> [Your instructions]: Look through the records that follow. Copy every line containing the word "love".

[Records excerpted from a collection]
━━━━━━━━━━━━━━━━
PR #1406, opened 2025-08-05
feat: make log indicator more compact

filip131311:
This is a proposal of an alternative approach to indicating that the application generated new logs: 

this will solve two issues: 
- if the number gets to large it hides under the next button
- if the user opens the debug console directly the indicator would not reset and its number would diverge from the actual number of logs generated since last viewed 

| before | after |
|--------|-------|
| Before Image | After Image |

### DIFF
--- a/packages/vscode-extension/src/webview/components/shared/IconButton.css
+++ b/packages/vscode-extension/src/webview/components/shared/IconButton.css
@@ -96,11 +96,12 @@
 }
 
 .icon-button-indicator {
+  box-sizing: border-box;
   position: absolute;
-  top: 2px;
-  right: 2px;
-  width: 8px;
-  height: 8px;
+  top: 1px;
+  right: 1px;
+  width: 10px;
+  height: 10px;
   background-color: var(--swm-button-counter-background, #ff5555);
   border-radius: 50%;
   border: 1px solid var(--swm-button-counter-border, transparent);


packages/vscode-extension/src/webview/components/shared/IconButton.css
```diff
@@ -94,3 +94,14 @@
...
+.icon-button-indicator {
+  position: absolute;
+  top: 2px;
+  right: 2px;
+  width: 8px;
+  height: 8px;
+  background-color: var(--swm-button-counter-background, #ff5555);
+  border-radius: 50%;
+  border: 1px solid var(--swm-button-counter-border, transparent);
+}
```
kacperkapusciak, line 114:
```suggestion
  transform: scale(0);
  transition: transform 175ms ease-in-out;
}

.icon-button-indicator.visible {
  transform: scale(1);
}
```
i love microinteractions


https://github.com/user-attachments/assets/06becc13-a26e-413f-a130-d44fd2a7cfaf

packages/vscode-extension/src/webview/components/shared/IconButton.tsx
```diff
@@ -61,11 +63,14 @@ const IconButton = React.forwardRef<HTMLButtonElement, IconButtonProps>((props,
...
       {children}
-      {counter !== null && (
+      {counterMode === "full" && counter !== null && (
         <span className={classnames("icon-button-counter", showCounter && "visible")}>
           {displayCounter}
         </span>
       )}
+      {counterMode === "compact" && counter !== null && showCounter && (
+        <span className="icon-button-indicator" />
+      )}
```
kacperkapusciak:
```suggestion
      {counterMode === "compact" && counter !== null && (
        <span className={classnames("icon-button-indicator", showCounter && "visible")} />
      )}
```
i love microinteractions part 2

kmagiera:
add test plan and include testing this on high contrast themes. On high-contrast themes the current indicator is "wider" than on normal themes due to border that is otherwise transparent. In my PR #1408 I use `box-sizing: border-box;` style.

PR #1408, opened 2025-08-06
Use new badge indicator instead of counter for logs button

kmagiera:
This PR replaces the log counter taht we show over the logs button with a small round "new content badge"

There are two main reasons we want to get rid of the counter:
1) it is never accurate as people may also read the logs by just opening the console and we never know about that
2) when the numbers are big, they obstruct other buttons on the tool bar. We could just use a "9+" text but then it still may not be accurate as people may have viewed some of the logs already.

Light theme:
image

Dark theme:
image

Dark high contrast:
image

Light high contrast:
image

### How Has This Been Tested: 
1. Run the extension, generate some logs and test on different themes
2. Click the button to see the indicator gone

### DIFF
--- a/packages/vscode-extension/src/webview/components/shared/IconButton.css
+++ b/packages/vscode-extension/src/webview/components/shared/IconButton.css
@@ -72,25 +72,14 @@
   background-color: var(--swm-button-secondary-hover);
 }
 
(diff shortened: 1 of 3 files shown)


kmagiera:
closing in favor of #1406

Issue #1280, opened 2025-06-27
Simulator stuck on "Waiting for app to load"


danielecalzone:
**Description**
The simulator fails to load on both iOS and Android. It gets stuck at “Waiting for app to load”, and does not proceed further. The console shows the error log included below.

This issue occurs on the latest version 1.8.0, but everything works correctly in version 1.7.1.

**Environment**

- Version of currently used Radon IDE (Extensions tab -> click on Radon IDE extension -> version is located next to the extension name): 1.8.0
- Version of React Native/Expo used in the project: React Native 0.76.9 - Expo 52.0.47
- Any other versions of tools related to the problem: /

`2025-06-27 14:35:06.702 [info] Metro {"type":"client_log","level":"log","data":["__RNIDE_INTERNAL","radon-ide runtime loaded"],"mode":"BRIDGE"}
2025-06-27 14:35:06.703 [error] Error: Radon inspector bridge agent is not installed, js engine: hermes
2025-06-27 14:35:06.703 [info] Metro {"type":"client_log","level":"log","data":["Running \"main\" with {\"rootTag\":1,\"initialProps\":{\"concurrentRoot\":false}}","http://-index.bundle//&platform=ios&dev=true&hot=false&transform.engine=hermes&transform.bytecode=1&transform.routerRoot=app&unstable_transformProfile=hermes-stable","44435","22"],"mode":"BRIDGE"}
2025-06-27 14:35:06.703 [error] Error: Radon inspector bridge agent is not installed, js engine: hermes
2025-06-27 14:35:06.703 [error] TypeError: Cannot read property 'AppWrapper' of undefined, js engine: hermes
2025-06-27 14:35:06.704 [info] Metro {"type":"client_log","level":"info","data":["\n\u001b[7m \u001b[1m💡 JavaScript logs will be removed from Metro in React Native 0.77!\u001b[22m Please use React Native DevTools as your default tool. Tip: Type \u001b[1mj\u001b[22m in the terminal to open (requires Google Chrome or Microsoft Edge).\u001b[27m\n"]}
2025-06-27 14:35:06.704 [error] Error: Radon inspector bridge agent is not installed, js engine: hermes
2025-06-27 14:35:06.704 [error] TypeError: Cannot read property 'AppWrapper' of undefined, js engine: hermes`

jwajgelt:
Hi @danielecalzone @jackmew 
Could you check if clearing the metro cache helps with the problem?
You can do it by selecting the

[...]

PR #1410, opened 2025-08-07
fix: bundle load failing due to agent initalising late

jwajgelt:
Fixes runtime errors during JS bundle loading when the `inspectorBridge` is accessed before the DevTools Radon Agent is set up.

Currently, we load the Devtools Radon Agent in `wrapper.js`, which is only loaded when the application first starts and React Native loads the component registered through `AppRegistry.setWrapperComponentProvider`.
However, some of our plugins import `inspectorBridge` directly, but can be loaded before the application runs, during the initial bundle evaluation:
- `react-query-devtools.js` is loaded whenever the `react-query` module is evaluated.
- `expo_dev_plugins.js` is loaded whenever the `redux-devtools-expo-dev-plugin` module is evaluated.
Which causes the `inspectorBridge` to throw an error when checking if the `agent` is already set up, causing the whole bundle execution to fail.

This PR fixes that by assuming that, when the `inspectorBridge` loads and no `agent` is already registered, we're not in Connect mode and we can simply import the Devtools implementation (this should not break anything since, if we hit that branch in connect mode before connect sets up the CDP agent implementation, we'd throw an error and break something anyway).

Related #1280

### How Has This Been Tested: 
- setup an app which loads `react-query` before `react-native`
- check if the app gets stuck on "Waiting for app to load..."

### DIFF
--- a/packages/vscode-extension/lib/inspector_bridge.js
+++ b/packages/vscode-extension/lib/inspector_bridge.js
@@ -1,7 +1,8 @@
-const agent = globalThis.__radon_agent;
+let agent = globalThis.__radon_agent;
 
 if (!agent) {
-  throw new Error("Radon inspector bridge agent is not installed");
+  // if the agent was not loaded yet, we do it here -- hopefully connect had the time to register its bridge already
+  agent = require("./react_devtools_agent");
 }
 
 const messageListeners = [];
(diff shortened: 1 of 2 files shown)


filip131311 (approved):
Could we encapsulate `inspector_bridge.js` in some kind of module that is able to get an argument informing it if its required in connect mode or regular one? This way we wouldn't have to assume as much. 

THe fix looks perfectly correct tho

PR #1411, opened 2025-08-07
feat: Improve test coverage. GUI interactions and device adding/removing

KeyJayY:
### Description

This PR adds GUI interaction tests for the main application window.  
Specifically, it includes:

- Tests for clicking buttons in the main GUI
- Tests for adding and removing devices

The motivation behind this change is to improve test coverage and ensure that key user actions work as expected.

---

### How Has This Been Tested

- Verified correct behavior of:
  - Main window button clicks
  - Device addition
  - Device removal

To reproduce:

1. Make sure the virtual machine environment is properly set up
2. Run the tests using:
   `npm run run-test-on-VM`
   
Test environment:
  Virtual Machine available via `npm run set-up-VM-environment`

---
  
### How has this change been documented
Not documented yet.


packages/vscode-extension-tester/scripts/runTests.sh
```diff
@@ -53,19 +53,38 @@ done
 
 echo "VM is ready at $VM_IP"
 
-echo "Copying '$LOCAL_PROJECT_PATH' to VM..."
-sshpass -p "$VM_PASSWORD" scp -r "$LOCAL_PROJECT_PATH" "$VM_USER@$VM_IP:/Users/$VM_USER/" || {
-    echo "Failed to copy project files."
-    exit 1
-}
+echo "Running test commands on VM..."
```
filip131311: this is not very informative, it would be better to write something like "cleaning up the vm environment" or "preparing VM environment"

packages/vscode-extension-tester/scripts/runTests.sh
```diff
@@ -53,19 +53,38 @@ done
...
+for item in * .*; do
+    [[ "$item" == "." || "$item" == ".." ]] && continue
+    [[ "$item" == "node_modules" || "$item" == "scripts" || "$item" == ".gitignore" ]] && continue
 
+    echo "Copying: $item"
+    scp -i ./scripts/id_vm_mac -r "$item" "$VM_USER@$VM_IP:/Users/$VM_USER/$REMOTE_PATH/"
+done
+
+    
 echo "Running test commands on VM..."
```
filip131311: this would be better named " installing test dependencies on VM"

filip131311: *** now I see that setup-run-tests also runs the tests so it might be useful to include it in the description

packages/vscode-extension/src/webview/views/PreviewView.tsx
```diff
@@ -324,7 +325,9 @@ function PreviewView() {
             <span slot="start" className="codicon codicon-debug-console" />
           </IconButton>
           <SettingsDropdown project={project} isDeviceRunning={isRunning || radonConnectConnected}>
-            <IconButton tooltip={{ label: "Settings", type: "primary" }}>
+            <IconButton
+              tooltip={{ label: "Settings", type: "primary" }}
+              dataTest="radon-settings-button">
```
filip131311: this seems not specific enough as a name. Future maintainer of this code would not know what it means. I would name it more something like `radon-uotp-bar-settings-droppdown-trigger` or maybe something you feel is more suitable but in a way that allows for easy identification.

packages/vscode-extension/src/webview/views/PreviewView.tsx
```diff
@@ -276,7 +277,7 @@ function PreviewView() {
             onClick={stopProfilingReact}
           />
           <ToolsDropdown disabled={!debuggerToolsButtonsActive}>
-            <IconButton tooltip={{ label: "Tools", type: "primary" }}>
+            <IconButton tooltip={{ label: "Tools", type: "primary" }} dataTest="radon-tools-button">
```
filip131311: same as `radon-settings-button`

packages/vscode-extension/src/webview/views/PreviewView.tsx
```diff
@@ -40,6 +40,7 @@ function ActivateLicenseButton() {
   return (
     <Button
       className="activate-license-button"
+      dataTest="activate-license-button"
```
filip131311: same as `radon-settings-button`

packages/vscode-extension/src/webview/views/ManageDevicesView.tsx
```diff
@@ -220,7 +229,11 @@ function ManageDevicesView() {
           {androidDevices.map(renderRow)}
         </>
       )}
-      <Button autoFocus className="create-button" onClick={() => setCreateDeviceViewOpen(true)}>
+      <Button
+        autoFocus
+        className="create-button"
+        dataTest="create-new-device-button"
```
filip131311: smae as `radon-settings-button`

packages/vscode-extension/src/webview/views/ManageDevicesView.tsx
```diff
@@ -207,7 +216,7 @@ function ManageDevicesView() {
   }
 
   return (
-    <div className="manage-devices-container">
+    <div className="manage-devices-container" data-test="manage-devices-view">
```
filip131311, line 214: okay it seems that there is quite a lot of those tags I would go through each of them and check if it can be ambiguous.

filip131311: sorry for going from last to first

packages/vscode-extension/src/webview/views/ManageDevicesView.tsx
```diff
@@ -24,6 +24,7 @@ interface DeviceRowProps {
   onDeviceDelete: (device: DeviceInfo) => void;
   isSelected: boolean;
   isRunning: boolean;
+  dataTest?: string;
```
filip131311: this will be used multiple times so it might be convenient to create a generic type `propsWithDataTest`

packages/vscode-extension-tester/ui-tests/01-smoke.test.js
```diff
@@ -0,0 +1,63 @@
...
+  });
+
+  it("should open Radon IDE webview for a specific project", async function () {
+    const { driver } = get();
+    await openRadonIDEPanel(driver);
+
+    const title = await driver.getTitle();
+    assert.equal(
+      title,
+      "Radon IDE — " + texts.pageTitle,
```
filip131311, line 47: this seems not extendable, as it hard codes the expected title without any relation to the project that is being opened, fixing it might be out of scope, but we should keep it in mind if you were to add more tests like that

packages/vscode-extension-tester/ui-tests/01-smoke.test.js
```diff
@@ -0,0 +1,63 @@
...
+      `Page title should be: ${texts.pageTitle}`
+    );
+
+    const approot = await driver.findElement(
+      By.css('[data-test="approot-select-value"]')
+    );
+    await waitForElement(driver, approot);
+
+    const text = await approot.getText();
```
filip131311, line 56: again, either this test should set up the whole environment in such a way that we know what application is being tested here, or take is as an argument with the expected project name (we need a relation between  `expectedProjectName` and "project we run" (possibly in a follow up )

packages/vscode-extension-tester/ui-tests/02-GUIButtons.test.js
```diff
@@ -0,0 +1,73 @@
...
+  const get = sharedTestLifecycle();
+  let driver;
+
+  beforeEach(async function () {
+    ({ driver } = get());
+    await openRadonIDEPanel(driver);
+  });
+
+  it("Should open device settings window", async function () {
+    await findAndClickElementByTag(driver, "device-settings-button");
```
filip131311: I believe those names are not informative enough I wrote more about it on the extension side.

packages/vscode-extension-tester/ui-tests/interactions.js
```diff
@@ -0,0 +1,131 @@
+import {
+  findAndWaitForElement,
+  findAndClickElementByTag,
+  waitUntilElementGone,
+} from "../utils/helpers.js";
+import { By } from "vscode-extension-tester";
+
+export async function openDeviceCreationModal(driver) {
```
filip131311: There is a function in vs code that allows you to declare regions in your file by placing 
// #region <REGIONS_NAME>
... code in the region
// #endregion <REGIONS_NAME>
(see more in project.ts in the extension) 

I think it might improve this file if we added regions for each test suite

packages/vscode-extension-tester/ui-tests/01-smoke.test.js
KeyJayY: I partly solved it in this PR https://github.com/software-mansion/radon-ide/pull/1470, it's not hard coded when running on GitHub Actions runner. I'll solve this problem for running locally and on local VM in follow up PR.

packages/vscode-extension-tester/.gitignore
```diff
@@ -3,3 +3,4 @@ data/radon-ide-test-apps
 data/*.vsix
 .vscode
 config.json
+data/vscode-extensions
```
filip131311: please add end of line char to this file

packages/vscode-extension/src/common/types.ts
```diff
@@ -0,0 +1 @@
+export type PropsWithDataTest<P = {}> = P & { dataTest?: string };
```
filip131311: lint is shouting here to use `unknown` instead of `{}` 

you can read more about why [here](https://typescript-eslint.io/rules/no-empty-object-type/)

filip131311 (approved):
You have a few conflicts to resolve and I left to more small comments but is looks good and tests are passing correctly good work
━━━━━━━━━━━━━━━━
> [Output for this task]:
i love microinteractions
i love microinteractions part 2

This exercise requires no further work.